A Funny Thing Happened on the Way to the Biopsy

Let me start by saying that I do not have cancer. I figure I should mention that right off the bat for the tl;dr crowd. I feel it’s my calling to gross people out, not cause undue worry.

So why am I even bringing up the big C? It is because I am old, and old people routinely have blood drawn so doctors can tell what’s what. In my case, most are normal. Sure, my triglycerides level is indicative of a man who loves his bourbon and my A1C puts me on the cusp of prediabetes and diabetes. Other than that, all was well. Until it wasn’t.

Recent lab work has shown my PSA (prostate-specific antigen) level to be on the rise. It was not at “holy shit!” level, but high enough for my PCP to refer me to a urologist.

During the first appointment with the specialist, he asked about my symptoms, which were the usual nocturnal peeing habit common among old farts. He then ordered a new PSA test because sometimes the results are wrong. I got another test with an even higher PSA.

When I went to see the urologist again, he was more concerned than I was. I had read that a PSA between 4.5 and 10 put the cancer risk at 25%, which was not too bad. When I quoted this to him, he shook his head. That day, I found out that my velocity of PSA levels not only made the prostate-cancer risk higher, it also increased the odds of it being more aggressive. He said I needed to get an MRI pronto.

Well, shit. It was not like I was being handed a death sentence, at least not yet and probably not at all. After all, prostate cancer was usually something you died with rather than from, according to an article in Esquire. That worked for me. I would be perfectly happy to make it another 20-30 years and have “What didn’t kill him?” as a COD in my autopsy report.

Of course, that assumed that my cancer would be of the ho-hum variety. It does not always work out that way. The raised hands of Nicole Brown Simpson and Ron Goldman could not stop OJ, but prostate cancer sure did. Until I got my MRI, I had no idea how it was going to be for me.

After waiting a week for insurance authorization, I was able to schedule at an imaging center in Oakland on November 13. After it was done, they gave me a CD with the images in case I wanted to do any digital scrapbooking. I made it a point not to look at it until I got the MRI report from the radiologist. I would not know what to look for and might be tempted into self-diagnosis, which would have put me on the fast track to madness.

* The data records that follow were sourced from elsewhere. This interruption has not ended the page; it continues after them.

PR #2471, opened 2026-04-20
Add CI job to smoke-test Tracy-enabled builds

### LINKED ISSUE #2305: CI pipeline integration for Tracy builds
### Objective
Ensure Tracy-enabled builds are tested in CI to prevent regressions.

### Tasks
- Add a CI job that builds UMD with `TT_UMD_ENABLE_TRACY=ON` and runs the test suite
- Ensure Tracy-enabled builds don't break any existing tests
- Optionally add a CI step that captures a basic trace and generates a FlameGraph as a build artifact

ajovanovicTT:
### Issue
#2305

### Description
Add CI job to smoke-test Tracy-enabled build

Builds UMD with TT_UMD_ENABLE_TRACY=ON and runs the OpenAllSiliconChips
test on an n150 runner, wired into the PR/push pipeline so Tracy
regressions are caught before merge.

### List of the changes
 - Added build-tracy matrix axis to build-tests.yml
 - Added run-tracy-test.yml (test-only, no build job)
 - Wired build-tracy: true and run-tracy job into build-and-run-all-tests.yml

### Testing
 - CI

### API Changes


.github/workflows/build-and-run-tracy-test.yml
```diff
@@ -0,0 +1,129 @@
...
+      # CI runners may lack invariant TSC support (required by Tracy for high-res timestamps).
+      # This skips Tracy's runtime TSC check to prevent initialization failures.
+      TRACY_NO_INVARIANT_CHECK: 1
+
+    steps:
+      - uses: actions/checkout@v4
+        with:
+          submodules: recursive
+
+      - name: Build umd_tests with Tracy enabled
```
broskoTT: Let's not have build jobs all around...
I think you can integrated this better in build-and-run-all-tests (not build-and-run-all-tests-multiple-builds).
Look at how some build parameters are parametrized via `use_release_flags: true` in build-device.yml.
Then create a same kind of matrix in build-tests.yml to `build` job.
You will have something like `-DTT_UMD_ENABLE_TRACY=${{ inputs.matrix.use_tracy }}`
Also make sure it uploads an artifact which has -tracy suffix.

Then add a run-tracy job in build-and-run-all-tests.
That run-tracy should call your current build-and-run-tracy-test.yml, to be renamed to run-tracy-test.yaml, and you can have just the second test job in it

broskoTT (commented):
I'll take another look, ping me after you resolve the comment

.github/workflows/build-tests.yml
```diff
@@ -22,6 +22,13 @@ on:
         required: false
         type: boolean
         default: true
+      build-tracy:
```
broskoTT, line 25: Add to workflow_dispatch section as well (this is what is shown up if you manually want to run the job)

broskoTT (approved):
Thanks for adjusting!
As discussed offline, review if it makes sense to just enable it on all builds and with all tests, which would simplify the workflow files.
In that case we could just add TracyRelease and TracyDebug build types to our cmake config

The report showed up in my health record that evening, Since Becca is way more knowledgeable when it comes to medical terminology, I asked her to help me go through it. There was an initial “Oh thank fuck” when it said there were no discrete suspicious lesions within the prostate gland. There was also a finding of mild to moderate benign prostatic hypertrophy, which would explain my case of trickle dick.

“Wait a second,” Becca said when she read an entry near the bottom of the report. It described a lesion, despite the no-lesions claim at the top. The good news was that the lesion was confined to the prostate. The bad news was that it had a score of PI-RADS 4. I had no idea what that meant exactly, let alone how the score is assessed, but a quick google search let me know it indicates a high likelihood of cancer. A biopsy is the next and final diagnostic step.

My urologist appointment was on the 19th, so I had six days to mull over the situation. Since whatever was there had not spread, it was very unlikely that I had stage 4 kill-your-ass cancer. It was treatable, but was it going to be with radiation or surgery? Neither was ideal, but I would have preferred having my prostate nuked like a frozen burrito to have someone grab the thing and rip it out by the roots.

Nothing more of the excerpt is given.